Tuesday, September 22, 2020

A Place Called Brookston

As you descend the hill, north / westbound on PA 948 into the village of Brookston, you'll see a sign and a tiny grassy lane that forms the rightward branch of a Y and goes back uphill.  A sign at the entrance to the grassy road says "Brookston Cemetery."  In all my years of living up there, I never once stopped by to see the place.
And honestly, there's not much to see.  A few of the headstones are scrawled out in sad, makeshift style and made of regular old fieldstone--especially in the end of the cemetery where mostly children seem to be buried.
I think some of them are in Polish, too.  The majority date back to the early 1900s.
Stones in a grassy field, dates, names, moldering bones down below.  
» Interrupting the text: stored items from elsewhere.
PR #1393, opened 2019-05-31
Workflow Parameters

mvdbeek:


mvdbeek:
I think this is ready, if I can get a review that'd be great!

topics/galaxy-ui/tutorials/workflow-parameters/tutorial.md
```diff
@@ -0,0 +1,160 @@
...
+contributors:
+- mvdbeek
+
+---
+
+
+# Introduction
+{:.no_toc}
+
+Workflows are a powerful feature in Galaxy that allow you to chain multiple steps of an anlysis together.
```
shiltemann:
```suggestion
Workflows are a powerful feature in Galaxy that allow you to chain multiple steps of an analysis together.
```

topics/galaxy-ui/tutorials/workflow-parameters/tutorial.md
```diff
@@ -0,0 +1,160 @@
...
+Instead of selecting a specific number of lines we can choose to insert a workflow parameter
+that allows the user to set this parameter when running the workflow.
+To do that click on the `Select first` tool in the workflow and find the `Number of lines`
+parameter in the `Details` panel on the right hand side of the workflow.
+If you hover over the second symbol you will see a small text box appearing that says
+"Add connection to module". Click on this symbol and you will see that a new input with the text `Number of lines` has
+appeared in the `Select first` tool in the editor.
+
+To insert the workflow parameter click on Inputs in the tool panel on the right side of the workflow editor
+and select `Simple inputs used for workflow logic`. This will insert a new box into the workfow editor.
```
shiltemann:
```suggestion
and select `Simple inputs used for workflow logic`. This will insert a new box into the workflow editor.
```

topics/galaxy-ui/tutorials/workflow-parameters/tutorial.md
```diff
@@ -0,0 +1,160 @@
...
+>   You can create or compute a dataset for each parameter you would like to try and run the
+>   `Parse parameter value` tool on it, running all downstream tools once for each parameter.
+{: .tip}
+
+# Conclusion
+{:.no_toc}
+
+Galaxy Workflows chain together different steps of an analysis. To make your workflows
+more useful to your colleagues you can add workflow parameters. Sometimes a parameter is not
+known in advance, but can be calculated as part of the workfow. Now you know how to read these
```
shiltemann:
```suggestion
known in advance, but can be calculated as part of the workflow. Now you know how to read these
```

topics/galaxy-ui/tutorials/workflow-parameters/tutorial.md
```diff
@@ -0,0 +1,160 @@
...
+`Integer` on the right hand side you will be able to connect the workflow parameter to the `Number of lines` parameter.
+Make sure to also set a descriptive label and annotation, and save the workflow by clicking on the `save` icon.
+If you run the workflow you will now see the new parameter that needs to be set before the workflow can be run.
+
+
+![Animation of simple integer workflow parameter](../../images/workflow_integer_param.gif "Integer workflow parameter")
+
+> ### {% icon tip %} Tip: You can use a single parameter multiple times
+> 
+> * You can connect a parameter to multiple steps or to mulitple parameters within a step
```
shiltemann:
```suggestion
> * You can connect a parameter to multiple steps or to multiple parameters within a step
```

topics/galaxy-ui/tutorials/workflow-parameters/tutorial.md
```diff
@@ -0,0 +1,160 @@
...
+    - *"Replacement"*: `\1bar`
+    - Connect the output of the  `Compose text parameter value` tool to the `Find Regex` parameter.
+    - Connect the data input to the `Select lines from` input of the `Regex Find And Replace` tool
+
+Now upload a text dataset with the contents `wunder`
+If you run this workflow on the dataset and you select `wunder` as the newly defined parameter  you will see 2 new datasets in your history. The first dataset has the data type ``expression.json`` and contains the composed parameter value `(wunder)`, the second dataset will contain the output of the `Regex Find And Replace` step. A click on the `i` button will show the used parameters. You will see that the `Find Regex` parameter will contain the values that you entered in the workflow run form. If you look at the dataset content you will see it is `wunderbar`.
+
+# Read a parameter from a dataset
+
+Often times it is necessary to calculate a parameter in one step of a workflow and then to use it in another step of the same workflow. This can be accomplished by reading the parameter from a dataset (As long as it is a text, integert, float, boolean or color parameter).
```
shiltemann:
```suggestion
Often times it is necessary to calculate a parameter in one step of a workflow and then to use it in another step of the same workflow. This can be accomplished by reading the parameter from a dataset (As long as it is a text, integer, float, boolean or color parameter).
```

topics/galaxy-ui/tutorials/workflow-parameters/tutorial.md
```diff
@@ -0,0 +1,160 @@
...
+In this example we will construct a workflow where we calculate the sum of all values in a dataset and then divide the values in this dataset by the sum calculated in the previous step.
+
+## Construct example workflow for reading parameters from a file
+
+1. **Add a data input to a new workflow** {% icon tool %}
```
shiltemann: hands_on box?

topics/galaxy-ui/tutorials/workflow-parameters/tutorial.md
```diff
@@ -0,0 +1,160 @@
...
+
+It is often necessary to create a text parameter that is flanked by additional text.
+Take for instance a regular expression that finds `foo` in a string and replaces it
+with `foobar` as in `s/(foo)/\1bar/`.
+The Galaxy tool ``Regex Find And Replace`` can be used to tun such a regular expression. The find part of the regex (`s/(foo)/`) can be defined in the `Find regex` parameter and the replacement part can be entered in the `Replacement` parameter.
+If we want to make the `foo` part of the regular expression configurable we can
+compose this text parameter using the `Compose text parameter value` tool.
+
+## Compose a text parameter
+1. **Add a data input to the workflow**
```
shiltemann: Put these steps in a proper hands-on box?

topics/galaxy-ui/tutorials/workflow-parameters/tutorial.md
mvdbeek: Yep, I can try that.

mvdbeek: I tried it in https://github.com/galaxyproject/training-material/pull/1393/commits/6817df43a7e8c98d1f1bff43bf6ac28f114812ad -- looks much better, thanks!

erasche:
@mvdbeek have a couple of fixes I'll push but I'm stuck at `Compose text parameter value`, where should this be found? Is that something from toolshed that's required? Or something in dev only?

erasche:
Update: found them, we'll just have to update .eu

mvdbeek:
yep, they're on the toolshed, https://toolshed.g2.bx.psu.edu/view/iuc/compose_text_param/feb3acba1e0a and should work starting from 19.05

erasche:
> If you run the workflow you will now see the new parameter that needs to be set before the workflow can be run.

For me it doesn't need to be set, in fact it defaults to 0 and is collapsed by default. This is with `optional: no`. Also there doesn't seem to be a way to provide a default value. Is this expected?

mvdbeek:
> Is this expected?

The Twin Lakes Trail seems to be better maintained than it was when I lived up North.  Because it runs through the very industrialized southern end of the ANF, the trail's course tended to become lost amid new gas wells, gas roads, and clear-cuts.  
The only overlook along the 18-mile expanse of the Twin Lakes Trail is found on the hillsides just above Brookston.  And, well, it's rather a modest view.  
Someone seems to be a repeat customer at this spot, though.  Even if the view's not for much, at least there's a nicely-dug fire ring, a swing, and a neat little stack of firewood.